Any good suggestions for paper based litter?


----------



## Rocky_Raccoon (Jun 7, 2011)

I haven't heard of that kind of suggestion personally from any vet I've gone to, but if you'd like to go with the suggestion, and I'm sure it's a good suggestion  I've heard of Yesterday's New's Litter, but i haven't personally used it, i know that it's made from paper and i've heard good things about it  Personally, i was using Swheat litter at the time post Rocky's neutering in January and he was perfectly fine with that litter  I think an all natural litter like World's Best, Swheat, Dr Elsey's Kitten Attract, or Yesterday's News would be good options for your kitty friend


----------



## trexmommy (Mar 24, 2010)

Well we use arm and hammer naturals and love it. What I didnt like about the kind we used before was that it was like pellets? Both I and the cats thought it was weird lol. They used it okay, but I watched them walk around on it and could tell they werent too happy with their options lol.


----------



## Rocky_Raccoon (Jun 7, 2011)

I've seen the pellets before as well, and i don't prefer that kind of litter, and it seems like it would have an issue with clumping?
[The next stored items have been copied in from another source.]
PR #936, opened 2022-10-21
allow document creation for out of source builds

tsteven4:
This is an alternative to #928.  @jtojnar please see if this works for you.

This implementation works by using absolute paths for system identifiers.  These are setup by configure in CMakeLists.txt based on CMAKE_SOURCE_DIR and CMAKE_BUILD_DIR.

It works for in source builds and out of source builds.
It maintains the autogen directory which makes cleaning in-source builds easier.
It almost works with funny characters in the path, like a space character, except for a fop bug (https://bugs.launchpad.net/ubuntu/+source/fop/+bug/1993853, https://bugs.debian.org/cgi-bin/bugreport.cgi?bug=1022197)

It does not work with qmake, but qmake is about gone (#935) .

The contents of the make_gpsbabel_*.sh scripts, that made things easier when we had multiple build systems, have been incorporated directly into CMakeLists.txt.

If the CMAKE_SOURCE_DIR or CMAKE_BINARY_DIR contains characters like spaces the uri encoding is necessary for the system identifiers.  This is taken care of in perl with tools/uriencode.

Another alternative is to add rewriteSystem rules for autogen, formats and filters that correct the relative paths in the system identifiers based on the build location.  This is a standard approach.  Unfortunately it is problematic because there isn't a good way to find the default catalog.  The default catalog normally is /etc/xml/catalog, but can be /usr/local/etc/xml/catalog for homebrew, or /opt/local/etc/xml/catalog for mac ports.

Even without adding more catalog rules, using homebrew requires care, it requires special modifications to the PATH so xmlwf, xmllint, xsltproc are all found, and setting XML_CATALOG_FILES so the docbook and docbook-xsl catalogs are found.  I'll try to capture the recipe in CI once qmake goes.


jtojnar:
Cannot test now but the diff looks fine at a glance.

By the way, you might also want to switch to XInclude to get rid of the weird DTD mess. Something like:

```patch
--- a/xmldoc/readme.xml
+++ b/xmldoc/readme.xml
@@ -5,16 +5,21 @@
 [
   <!ENTITY % parts SYSTEM "autogen/_parts.xml">
   %parts;
-  <!ENTITY % chaps SYSTEM "chapters/_chapters.xml">
-  %chaps;
 ]
 >
 
-<book id="GPSBabel_Documentation_Book">
+<book id="GPSBabel_Documentation_Book" xmlns:xi="http://www.w3.org/2001/XInclude">
   <bookinfo>
     <title>GPSBabel Documentation</title>
   </bookinfo>
 
-  &allchapters;
-
+  <xi:include href="chapters/preface.xml" />
+  <xi:include href="chapters/build.xml" />
+  <xi:include href="chapters/use.xml" />
+  <xi:include href="chapters/formats.xml" />
+  <xi:include href="chapters/filters.xml" />
+  <xi:include href="chapters/datums.xml" />
+  <xi:include href="chapters/garmin_icons.xml" />
+  <xi:include href="chapters/styles.xml" />
+  <xi:include href="chapters/glossary.xml" />
 </book>
```

tsteven4:
> By the way, you might also want to switch to XInclude to get rid of the weird DTD mess. Something like:

thanks.  and convert to docbook 5.

tsteven4:
xml and uri escaping arbitrary paths on arbitrary systems is non-trivial, and brings additional dependencies.  I killing this based on the KISS principle.  If we want to support out of source document builds (with single configuration generators) it is pretty easy to do so with cmake -E copy and copy_directory commands.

Cat's prefer the sand like texture on their paws, and i think it's because they are indigenous to the desert, and guess what? The desert is full of just that, sand! lol


----------



## Meezer_lover (Apr 19, 2011)

Yoshi was just neutered this week and there was nothing in our paperwork that recommended we use paper based litter (and they didn't verbally tell me either).

I'm guessing it may not be good to have a dusty clay litter after a neuter.....since they squat and their "stuff" touches the litter, with the sutures and such. IDK


----------